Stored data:
*** Begin section ***
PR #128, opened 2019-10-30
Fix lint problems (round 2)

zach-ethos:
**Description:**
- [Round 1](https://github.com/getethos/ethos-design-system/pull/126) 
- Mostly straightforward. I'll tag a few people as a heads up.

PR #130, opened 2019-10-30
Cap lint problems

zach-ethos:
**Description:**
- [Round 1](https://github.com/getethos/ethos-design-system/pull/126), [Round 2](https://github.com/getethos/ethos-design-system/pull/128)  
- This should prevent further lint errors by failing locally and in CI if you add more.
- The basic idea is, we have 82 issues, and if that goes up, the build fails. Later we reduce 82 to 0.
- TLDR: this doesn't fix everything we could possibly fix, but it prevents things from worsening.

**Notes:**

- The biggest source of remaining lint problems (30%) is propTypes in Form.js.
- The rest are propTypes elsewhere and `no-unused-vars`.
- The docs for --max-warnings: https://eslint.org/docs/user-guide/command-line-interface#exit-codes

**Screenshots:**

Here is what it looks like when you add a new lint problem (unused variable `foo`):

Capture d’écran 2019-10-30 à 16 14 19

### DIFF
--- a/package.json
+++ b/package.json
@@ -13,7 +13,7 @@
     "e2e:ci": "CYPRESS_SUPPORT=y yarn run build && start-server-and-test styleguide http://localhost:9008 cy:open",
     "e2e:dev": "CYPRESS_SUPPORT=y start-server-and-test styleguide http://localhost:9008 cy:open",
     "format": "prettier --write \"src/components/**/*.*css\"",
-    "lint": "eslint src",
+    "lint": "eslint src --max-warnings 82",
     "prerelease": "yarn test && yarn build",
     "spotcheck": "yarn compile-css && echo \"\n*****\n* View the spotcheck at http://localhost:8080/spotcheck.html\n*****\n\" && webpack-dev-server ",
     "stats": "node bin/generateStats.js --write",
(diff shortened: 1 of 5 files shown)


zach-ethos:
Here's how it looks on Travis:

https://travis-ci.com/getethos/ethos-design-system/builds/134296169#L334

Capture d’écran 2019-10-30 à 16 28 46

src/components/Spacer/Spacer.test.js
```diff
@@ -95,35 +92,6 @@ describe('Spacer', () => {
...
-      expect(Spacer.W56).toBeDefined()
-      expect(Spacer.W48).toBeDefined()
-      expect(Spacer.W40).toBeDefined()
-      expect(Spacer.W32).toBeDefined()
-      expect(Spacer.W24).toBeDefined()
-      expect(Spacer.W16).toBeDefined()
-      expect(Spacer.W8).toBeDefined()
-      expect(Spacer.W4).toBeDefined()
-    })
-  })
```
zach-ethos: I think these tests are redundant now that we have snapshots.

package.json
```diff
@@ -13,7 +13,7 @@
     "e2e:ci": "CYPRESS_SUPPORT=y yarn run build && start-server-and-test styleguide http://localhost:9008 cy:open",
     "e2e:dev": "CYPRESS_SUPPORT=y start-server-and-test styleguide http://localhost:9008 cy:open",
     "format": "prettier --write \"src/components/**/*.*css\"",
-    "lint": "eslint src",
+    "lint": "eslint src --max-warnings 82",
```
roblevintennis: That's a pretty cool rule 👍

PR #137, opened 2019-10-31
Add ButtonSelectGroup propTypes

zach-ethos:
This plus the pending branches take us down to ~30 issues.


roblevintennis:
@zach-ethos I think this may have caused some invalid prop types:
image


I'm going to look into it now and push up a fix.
*** End section ***
▶ Goal of the exercise: Whenever the string "have" shows up in a line above, copy that line.

▶ Response to this task:
- The basic idea is, we have 82 issues, and if that goes up, the build fails. Later we reduce 82 to 0.
zach-ethos: I think these tests are redundant now that we have snapshots.
@zach-ethos I think this may have caused some invalid prop types:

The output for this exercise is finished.